O Homem dos Sussurros Netflix

O Homem dos Sussurros: Robert De Niro sonolento em thriller bobo da Netflix

Um pai e um filho precisam unir forças para encontrar um assassino em série neste thriller de baixo orçamento bem pouco interessante da Netflix.

Não é como se as escolhas de Robert De Niro tivessem melhorado muito desde o ponto mais baixo em meados dos anos 2000, mas há algo especificamente ruim em seu último trabalho que nos transporta de volta àquela época.

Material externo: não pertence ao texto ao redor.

PR #566, opened 2019-05-16
Add dynamic bus support

frinzell:
- Allow for discovery of multiple/movable devices
- Allow for reading/writing/printing of multiple/movable devices
- Added XML attributes to chipsec_cfg.xsd

### DIFF
--- a/chipsec/chipset.py
+++ b/chipsec/chipset.py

O Homem dos Sussurros, um filme tão estúpido quanto o título sugere, é o tipo de projeto que oferece ao ator um belo cachê e ao público uma soneca agradável.

O filme da Netflix é um amontoado de clichês de filmes B – assassinos em série, crianças desaparecidas, barulhos estranhos na noite, mais amigos imaginários – e há uma diversão inicial, digamos, um tanto trash, enquanto nos perguntamos para onde tudo isso vai dar. Eu esperava um destino um pouco mais insano ou surpreendente, com o filme fazendo uma promessa de que estamos rumando para um lugar totalmente inesperado antes de nos jogar em um buraco.

Baseado no romance do autor britânico Alex North, que fez um enorme sucesso em 2019 antes de ser adaptado pela Netflix. Pelo menos, felizmente, foi adaptado para um filme em vez de uma minissérie arrastada, como acontece com frequência com romances densos e repletos de tramas atualmente, mas mesmo esticar personagens tão superficiais ao longo de quase duas horas de duração se mostra um desafio.

O protagonista é Tom Kennedy (Adam Scott), um viúvo escritor de romances policiais que retorna à sua cidade natal com o filho pequeno, Jake (o que resulta em falas desajeitadas, como “você sabe que sua mãe sempre quis que voltássemos para a cidade onde crescemos”). Mas ele retorna justamente quando um assassino que sequestra crianças está à solta (ops!), caçado pela ambiciosa e impenetrável detetive Amanda (Michelle Monaghan). Seus métodos lembram os empregados por um infame assassino em série, agora preso, chamado Frank (Michael Keaton), que foi capturado pelo detetive aposentado Pete (De Niro), que por acaso é o pai distante de Tom (“um pai péssimo, mas um ótimo detetive!”). Quando Jake desaparece, os três são forçados a unir esforços.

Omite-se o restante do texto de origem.